Forecasting with statsmodels

It sounds like you are using an older version of statsmodels that does not support SARIMAX. You'll want to install the latest released version 0.8.0 see http://statsmodels.sourceforge.net/devel/install.html.

I'm using Anaconda and installed via pip.

pip install -U statsmodels

The results class from the SARIMAX model have a number of useful methods including forecast.

data['Forecast'] = results.forecast(100)

Will use your model to forecast 100 steps into the future.


ARIMA(1,0,0) is a one period autoregressive model. So it's a model that follows this formula:

enter image description here

What that means is that the value in time period t is equal to some constant (phi_0) plus a value determined by fitting the ARMA model (phi_1) multiplied by the value in the prior period r_(t-1), plus a white noise error term (a_t).

Your model only has a memory of 1 period, so the current prediction is entirely determined by the 1 value of the prior period. It's not a very complex model; it's not doing anything fancy with all the prior values. It's just taking yesterday's price, multiplying it by some value and adding a constant. You should expect it to quickly go to equilibrium and then stay there forever.

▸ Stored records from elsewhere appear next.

PR #17891, opened 2023-09-29
fix: OPF unit test coverage opf-checkout-billing-address-component-service

kpawelczak:


integration-libs/opf/checkout/components/opf-checkout-billing-address-form/opf-checkout-billing-address-form.service.ts
```diff
@@ -164,14 +164,14 @@ export class OpfCheckoutBillingAddressFormService {
     this.isSameAsDeliverySub.next(value);
   }
 
-  protected getDeliveryAddress(): Observable<Address | undefined> {
+  getDeliveryAddress(): Observable<Address | undefined> {
```
rmch91: Is the access modifiers were changed only for using this in spec? If yes, i don't think it's a good idea.
I think will be better to access this methods with `service['getDeliveryAddress']()` or to use `service as any` in spy if needed

integration-libs/opf/checkout/components/opf-checkout-billing-address-form/opf-checkout-billing-address-form.service.ts
```diff
@@ -164,14 +164,14 @@ export class OpfCheckoutBillingAddressFormService {
...
     return this.checkoutDeliveryAddressFacade.getDeliveryAddressState().pipe(
       filter((state) => !state.loading),
       map((state) => state.data)
     );
   }
 
-  protected getPaymentAddress(): Observable<Address | undefined> {
+  getPaymentAddress(): Observable<Address | undefined> {
```
rmch91: as above

rmch91 (changes requested):

integration-libs/opf/checkout/components/opf-checkout-billing-address-form/opf-checkout-billing-address-form.service.ts
kpawelczak: fixed

integration-libs/opf/checkout/components/opf-checkout-billing-address-form/opf-checkout-billing-address-form.service.ts
kpawelczak: fixed

rmch91 (approved):

PR #17893, opened 2023-09-29
fix: component with restriction is not displayed after changed in SmartEdit

FollowTheFlo:
CXSPA-3495
Add 2 parameters in query url when loading ProductList page.


feature-libs/smartedit/root/http-interceptors/cms-ticket.interceptor.ts
```diff
@@ -11,28 +11,65 @@ import {
...
 import { Observable } from 'rxjs';
+import { switchMap, take } from 'rxjs/operators';
 import { SmartEditLauncherService } from '../services/smart-edit-launcher.service';
 
 @Injectable({ providedIn: 'root' })
 export class CmsTicketInterceptor implements HttpInterceptor {
-  constructor(private service: SmartEditLauncherService) {}
+  constructor(
+    private service: SmartEditLauncherService,
+    protected routingService: RoutingService
```
rmch91: You can consider the usage of inject() to avoid breaking changes

FollowTheFlo: will do

rmch91 (approved):

PR #17894, opened 2023-09-30
fix: ApplicationRef not stable when asm-session-timer is displayed

otzelpov:
Every time the component `cx-asm-session-timer` is rendered, the app (angular-stable) becomes unstable (false). This is caused by the macro task `setInterval()` and can be fixed by running it outside of angular.

For example, QA can benefit from this if they use angular-stable to automate tests.


XC3S:
Thank you very much! I've run into the same problem.

scarai-sap:
wow, awesome changes!

Thanks for that. Does that means we can't use setInterval inside angular code(especially if the interval may change UI?)

otzelpov:
hi @scarai-sap, 

yes, and no. 

You should not use micro or macro tasks like setInterval during the initialization phase of the app or the bootstrapped components. This would result in "angular-stable" being false, because ngZone would be "busy" working on that task. 

But you can run it outside the ngZone via runOutsideAngular().

[See official docs](https://angular.io/errors/NG0506)

scarai-sap (approved):

PR #17895, opened 2023-09-30
CXINT:2317 - My Account->Order History & Details

anjana-bl:


feature-libs/order/components/order-details/order-details-extended/download-invoices/download-order-invoices-dialog.component.ts
```diff
@@ -0,0 +1,74 @@
...
+  LaunchDialogService,
+} from '@spartacus/storefront';
+import { Subscription } from 'rxjs';
+
+@Component({
+  selector: 'cx-download-order-invoices-dialog',
+  templateUrl: './download-order-invoices-dialog.component.html',
+  changeDetection: ChangeDetectionStrategy.OnPush,
+})
+export class DownloadOrderInvoicesDialogComponent
```
Platonn: [MEDIUM]
Let's stick to the convention of synchronizing the component's: selector, class name and filename (and component module name).
Currently we have:
```
DownloadOrderInvoicesDialogComponent
cx-download-invoices-dialog
download-order-invoices-dialog.component.ts
```

Note: please review all the components in this PR and make sure the names are consistent

feature-libs/order/assets/translations/en/index.ts
```diff
@@ -4,8 +4,9 @@
  * SPDX-License-Identifier: Apache-2.0
  */
 
-import { order } from './order.i18n';
+import { order, orderEnhancedUI } from './order.i18n';
 
 export const en = {
   order,
+  orderEnhancedUI,
```
Platonn, line 11: [MAJOR]
Consistent qualifier suffix for the new classes/translations/services/etc. - to be decided.
example Ideas:
OrderHistory**Customer360**Module
OrderHistory**V2**Module
OrderHistory**Extended**Module
OrderHistory**EnhancedUi**Module
OrderHistory**ExtendedView**Module

Currently we're the most fond of **Extended**. Let's wait for answer from stakeholders about the idea of **Customer360** - whether it's relevant at all.

feature-libs/order/README.md
```diff
@@ -2,4 +2,8 @@
 
 Spartacus Order feature can be added to the existing Spartacus application by running `ng add @spartacus/order`. For more information about Spartacus schematics, visit the [official Spartacus schematics documentation page](https://sap.github.io/spartacus-docs/schematics/).
 
+To see enhanced UI in Order History and Order Details page, 
+1. Add `{ provide: MYACCOUNT_ORDER_ENHANCED_UI, useValue: true },` to order-feature.module.ts file `providers` array.
+2. Add `pdf-invoices` feature to the storefront, if not installed already.
```
Platonn, line 7: [MAJOR]
Does it mean, that for the New-MyAccount feature, the "PDF invoices" feature library will becomes a mandatory library to be installed? 

If yes, then also our installation documentation for New-MyAccount (and it's schematics) should reflect that.

Question: What will happen for a customer that doesn't have "PDF invoices" library installed?

feature-libs/order/components/order-details/order-details-extended/consignment-tracking/consignment-tracking-link.component.ts
```diff
@@ -0,0 +1,77 @@
...
+export class ConsignmentTrackingLinkComponent implements OnInit, OnDestroy {
+  consignment: Consignment;
+  protected subscription = new Subscription();
+  protected orderConsignmentsService = inject(OrderConsignmentsService);
+  protected launchDialogService = inject(LaunchDialogService);
+  protected vcr = inject(ViewContainerRef);
+  protected cd = inject(ChangeDetectorRef);
+  protected outlet = inject(OutletContextData);
+
+  @ViewChild('element') element: ElementRef;
```
Platonn: [QUESTION]
I have a problem to find the declaration of `#element` identifier in the component's template. Could you help me understand how it works, please? Perhaps I'm missing something obvious.

feature-libs/order/components/order-details/order-details-extended/consignment-tracking/consignment-tracking-link.component.ts
```diff
@@ -0,0 +1,77 @@
...
+  templateUrl: './consignment-tracking-link.component.html',
+  host: { class: 'cx-list-header col-12' },
+})
+export class ConsignmentTrackingLinkComponent implements OnInit, OnDestroy {
+  consignment: Consignment;
+  protected subscription = new Subscription();
+  protected orderConsignmentsService = inject(OrderConsignmentsService);
+  protected launchDialogService = inject(LaunchDialogService);
+  protected vcr = inject(ViewContainerRef);
+  protected cd = inject(ChangeDetectorRef);
```
Platonn: [NITPICK]
Let's stick to convention of naming `cdr`, instead of `cd`

feature-libs/order/components/order-details/order-details-extended/consignment-tracking/consignment-tracking-link.component.ts
```diff
@@ -0,0 +1,77 @@
...
+} from '@spartacus/storefront';
+import { of, Subscription } from 'rxjs';
+import { take } from 'rxjs/operators';
+import { Consignment } from '@spartacus/order/root';
+import { OrderConsignmentsService } from '../../order-consignments.service';
+
+@Component({
+  selector: 'cx-consignment-tracking-link',
+  templateUrl: './consignment-tracking-link.component.html',
+  host: { class: 'cx-list-header col-12' },
```
Platonn: [QUESTION]
Did you consider putting `.col-12` explicitly on the host element, in the parent component's template? What pros/cons of alternative solutions do you see?

Why I ask: Now this component cannot be re-used outside the Bootstrap grid. So it would be good if we have other good arguments to justify the current solution.

PS. I have similar concern for the `.cx-list-header` class, but maybe arguments for justifying it are a bit different than `.col-12`. I'm happy to hear your opinion and arguments.

feature-libs/order/components/order-details/order-details-extended/download-invoices/download-order-invoices-dialog.component.ts
```diff
@@ -0,0 +1,74 @@
...
+  ngOnInit(): void {
+    this.subscription.add(
+      this.launchDialogService.data$.subscribe((data: Order) => {
+        this.order = data;
+      })
+    );
+  }
+
+  ngAfterViewChecked() {
+    this.cdr.detectChanges();
```
Platonn, line 47: [MEDIUM]
Calling `detectChanges()` in `ngAfterViewChecked()` at the first sight it looks like a workaround for problems with change detection, that might have roots somewhere else. I'd be happy to understand those problems and hopefully try to fix them in their roots

feature-libs/order/components/order-details/order-details-extended/download-invoices/download-order-invoices-dialog.component.ts
```diff
@@ -0,0 +1,74 @@
...
+  readonly OrderOutlets = OrderOutlets;
+  invoiceCount: number | undefined = undefined;
+  iconTypes = ICON_TYPE;
+  focusConfig: FocusConfig = {
+    trap: true,
+    block: true,
+    autofocus: true,
+    focusOnEscape: true,
+  };
+  order: Order;
```
Platonn: [MEDIUM]
I have problem to find usages of the `order` property in this component's TS and html. Is this property _really_ needed?

.env-cmdrc
```diff
@@ -59,5 +59,9 @@
   "pdf-invoices": {
     "CX_BASE_URL": "https://api.cg79x9wuu9-eccommerc1-s5-public.model-t.myhybris.cloud",
     "CX_PDF_INVOICES": "true"
+  },
+  "myaccount-order-enhanced-ui":{
+    "CX_BASE_URL": "https://api.cg79x9wuu9-eccommerc1-s9-public.model-t.myhybris.cloud",
```
Platonn: [MEDIUM]
I believe that before merging to `develop` branch, we should first merge and deploy the required sample data / new backend version to standard Dev and CI servers used. And then we won't need this new entry in the env-cmdrc. Would you agree?

feature-libs/order/root/tokens/context.ts
```diff
@@ -13,3 +13,8 @@ export const OrderDetailsOrderEntriesContextToken = new InjectionToken(
 export const OrderConfirmationOrderEntriesContextToken = new InjectionToken(
   'OrderConfirmationOrderEntriesContext'
 );
+
+export const MYACCOUNT_ORDER_ENHANCED_UI = new InjectionToken<boolean>(
```
Platonn: [MEDIUM]
Of course the final naming of the suffix qualifier (e.g. `Extended` vs `EnhancedUi` vs .....) is to be decided. But regardless of the decision, IMHO the name of the feature should go after the full qualifier:
`MYACCOUNT_ORDER_ENHANCED_UI` vs `MYACCOUNT_ENHANCED_UI_ORDER`.
Thanks to that we will have a common prefix and only the ending will change among other features, e.g.:
```
MYACCOUNT_ENHANCED_UI_ORDER
MYACCOUNT_ENHANCED_UI_CHANGE_PASSWORD
MYACCOUNT_ENHANCED_UI_USER_PROFILE
...
```

feature-libs/order/components/order-details/order-details-extended/download-invoices/download-order-invoices-dialog.component.html
```diff
@@ -0,0 +1,32 @@
+<div
+  [cxFocus]="focusConfig"
+  (esc)="close('Escape clicked')"
+  class="cx-modal-container"
+>
+  <div class="cx-modal-content">
+    <ng-container>
```
Platonn: [NITPICK]
Do we _really_ need this `<ng-container>` ?

feature-libs/order/components/order-details/order-details.module.ts
```diff
@@ -114,6 +160,19 @@ const moduleComponents = [
...
+      inject(MYACCOUNT_ORDER_ENHANCED_UI) ? enhancedUICmsMapping : {}
+    ),
+    {
+      provide: MODULE_INITIALIZER,
+      useFactory: registerOrderOutletFactory,
+      deps: [
+        MYACCOUNT_ORDER_ENHANCED_UI,
+        OutletService,
+        ComponentFactoryResolver,
+      ],
```
Platonn: [MEDIUM]
Declaring `deps` array is no longer recommended, because we can use `inject()` function inside the factory function instead. Thanks to that, later on adding/removing dependencies of the factory won't require breaking changes.
```suggestion
```
and then change the factory function
```diff
- function registerOrderOutletFactory(
-   token: boolean,
-   outletService: OutletService,
-   componentFactoryResolver: ComponentFactoryResolver
- ): () => void {

+ function registerOrderOutletFactory(): () => void {
+   const token = inject(MYACCOUNT_ORDER_ENHANCED_UI);
+   const outletService = inject(OutletService);
+   const componentFactoryResolver = inject(ComponentFactoryResolver);
+ 
  return () => {
    /*...*/
  };
}
```
Note: `inject()` function should be invoked at the top level of the factory function's body. In particular it shouldn't be invoked in a nested function - becasue then it won't work, according to Angular's constraints. For more, see the official docs for [Angular inject function](https://angular.io/api/core/inject)

---

Note 2: Similar remark applies to other factory functions in this PR - to get rid of the `deps` param. E.g. in. `feature-libs/order/occ/order-occ.module.ts`

feature-libs/order/components/order-details/order-details.module.ts
```diff
@@ -35,9 +44,43 @@ import { OrderDetailItemsComponent } from './order-detail-items/order-detail-ite
...
+      outletService.add(config.id, template, config.position);
+    }
+  };
+}
+
+const enhancedUICmsMapping: CmsConfig = {
+  cmsComponents: {
+    AccountOrderDetailsActionsComponent: {
+      component: OrderDetailsActionsExtendedComponent,
+      guards: [AuthGuard],
```
Platonn, line 78: [QUESTION]
Is declaring guards here _really_ needed? I guess the cms-guards declaration is "inherited" from the original component's cms mapping ("inherited" - in terms of deep-merging all the config chunks together).

Note: same question about (re-)declaring guards, applies also to other files in this PR

feature-libs/order/components/order-details/order-consignments.service.ts
```diff
@@ -0,0 +1,86 @@
...
+@Injectable({
+  providedIn: 'root',
+})
+export class OrderConsignmentsService {
+  consignmentStatus: string[] = [
+    'SHIPPED',
+    'IN_TRANSIT',
+    'DELIVERY_COMPLETED',
+    'DELIVERY_REJECTED',
+    'DELIVERING',
```
Platonn: [MINOR]
What about moving those values to an enum?

feature-libs/order/components/order-history/order-history-extended/consignment-entries/consignment-entries.component.ts
```diff
@@ -0,0 +1,37 @@
...
+  templateUrl: './consignment-entries.component.html',
+  changeDetection: ChangeDetectionStrategy.OnPush,
+})
+export class ConsignmentEntriesComponent {
+  @Input()
+  consignments?: Consignment[];
+  @Input()
+  orderCode?: string;
+
+  consignmentEntriesLength(consignment: Consignment): number {
```
Platonn: [MEDIUM]
For consistency, let's stick to a convention of starting names of methods with verbs, e.g. `getConsignmentEntriesLength()`

Note: same remark applies to other places in this PR. Please review all the methods names in this PR.

feature-libs/order/components/order-history/order-history-extended/consignment-entries/consignment-entries.component.ts
```diff
@@ -0,0 +1,37 @@
...
+    if (consignment.entries) {
+      return consignment.entries.length;
+    }
+    return 0;
+  }
+
+  consignmentNumber(code?: string) {
```
Platonn: [MEIDUM]
Let's add an explicit return type to the method.

feature-libs/order/components/order-history/order-history-extended/consolidated-information/order-consolidated-information.component.ts
```diff
@@ -0,0 +1,105 @@
...
+@Component({
+  selector: 'cx-order-consolidated-information',
+  templateUrl: './order-consolidated-information.component.html',
+  changeDetection: ChangeDetectionStrategy.OnPush,
+})
+export class OrderConsolidatedInformationComponent {
+  protected orderConsignmentsService = inject(OrderConsignmentsService);
+  @Input()
+  order?: OrderHistory;
+  private IMAGE_COUNT = 4; //showing fixed no.of images, without using carousel
```
Platonn: [QUESTION]
Why this property is `private`? Did you consider making it `protected`? What pros/cons of both solutions do you see?

feature-libs/order/components/order-history/order-history-extended/consolidated-information/order-consolidated-information.component.ts
```diff
@@ -0,0 +1,105 @@
...
+
+  orderEntriesCount(orderEntries: OrderEntry[] | undefined): number {
+    if (orderEntries) {
+      return orderEntries.length;
+    }
+    return 0;
+  }
+
+  isStatusCritical(status: string): boolean {
+    const criticalStatus = ['cancelled', 'error', 'Error', 'rejected'];
```
Platonn: [MINOR]
Did you consider moving those hardcoded values to an enum

feature-libs/order/components/order-history/order-history-extended/order-history-extended.component.html
```diff
@@ -0,0 +1,108 @@
...
+
+      <!-- PAGINATION -->
+      <div
+        *ngIf="orderHistory.pagination.totalPages > 1"
+        class="cx-order-history-pagination"
+        [attr.aria-label]="
+          'orderHistoryEnhancedUI.orderListPagination' | cxTranslate
+        "
+      >
+        <!-- !!!!!!!re-check this above div -->
```
Platonn: [MEDIUM]
Is this a sign of some uncompleted work or testing?

feature-libs/order/occ/adapters/occ-order-history-extended.adapter.ts
```diff
@@ -0,0 +1,162 @@
...
+
+@Injectable()
+export class OccOrderHistoryExtendedAdapter extends OccOrderHistoryAdapter {
+  /**
+   * fills the tracking information for each consignment in the input order details
+   * @param userId user id
+   * @param order order details with consignments
+   * @returns order details along with tracking information for each of it's consignments
+   */
+  fillConsignmentTrackingDetails(
```
Platonn: [MEDIUM]
Can we make this method `protected`? I can see it isn't used anywhere outside this class.

feature-libs/order/occ/adapters/occ-order-history-extended.adapter.ts
```diff
@@ -0,0 +1,162 @@
...
+    userId: string,
+    order: Order
+  ): Observable<Order> {
+    const requests = order.consignments?.map((consignment: Consignment) => {
+      if (consignment.code && consignment.trackingID) {
+        return this.getConsignmentTracking(
+          order?.code ?? '',
```
Platonn: [MINOR]
I'm not fond of tricking type safety by fallbacking to a dummy value (e.g. `''`) just for the code to compile, but won't work correctly in runtime. Instead I suggest to first check: `if(!order?.code) { throw new Error(<short meaningful error message here)> }`

feature-libs/order/components/order-details/order-details-extended/consignment-tracking/consignment-tracking-link.component.ts
```diff
@@ -0,0 +1,77 @@
...
+  @ViewChild('element') element: ElementRef;
+  consignmentStatus: string[] = this.orderConsignmentsService.consignmentStatus;
+  ngOnInit(): void {
+    this.subscription.add(
+      this.outlet?.context$.subscribe((context: { item?: Consignment }) => {
+        if (context.item !== undefined) {
+          this.consignment = context.item;
+        }
+        this.cd.markForCheck();
+      })
```
Platonn: [MEDIUM]
I don't recommend mixing observable programming with imperative programming (e.g. subscribing to observables and copying values to the component's static properties), unless _really_ justified.

It's prone to issues with synchronization of data and the change detection issues (and often requires calling `cd.markForCheck()` manually). Moreover it requires manually creating and destroying a subscription.

Instead, I'd suggest just using the observables as far as possible (e.g. pass observable to in the template and unwrap the value there with `async` pipe)

In this example, I suggest to simply create an observable that derives from the `outlet.context$` observable via `map()` operator:
```ts
this.consignment$ = this.outlet?.context$.pipe(
  map(context => context.item)
);
```
then unwrap this observable in the html template:
```html
<span *ngIf="consignment$ | async as consignment">
   ...
   <button (click)="openTrackingDialog(consignment)> <!-- NOTE: passing object to method ! -->
```
then add parameter to the TS `openTrackingDialog()` method:
```ts
  openTrackingDialog(consignment: WhateverTypeAppropriate_Perhaps_Consignment) {
    ...
  }
```

--- 

Note: the analogical remark applies also to other files in this PR. Please review other subscriptions in components in this PR, and check if we could simply create a derived observable instead of copying values from the source observable to a static variable.

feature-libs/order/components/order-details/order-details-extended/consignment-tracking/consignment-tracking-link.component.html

The reason why the forecast in the top picture looks so good is that it is just showing you hundreds of 1 period forecasts that are starting fresh with each new period. It's not showing a long period prediction like you probably think it is.

Looking at the link you sent:

http://www.johnwittenauer.net/a-simple-time-series-analysis-of-the-sp-500-index/

read the section where he discusses why this model doesn't give you what you want.

"So at first glance it seems like this model is doing pretty well. But although it appears like the forecasts are really close (the lines are almost indistinguishable after all), remember that we used the un-differenced series! The index only fluctuates a small percentage day-to-day relative to the total absolute value. What we really want is to predict the first difference, or the day-to-day moves. We can either re-run the model using the differenced series, or add an "I" term to the ARIMA model (resulting in a (1, 1, 0) model) which should accomplish the same thing. Let's try using the differenced series."

To do what you're trying to do, you'll need to do more research into these models and figure out how to format your data, and what model will be appropriate. The most important thing is knowing what information you believe is contained in the data you're feeding into the model. What your model currently is trying to do is say, "Today the price is $45. What will the price be tomorrow?" That's it. It doesn't have any information about momentum, volatility, etc. That's not much to go off.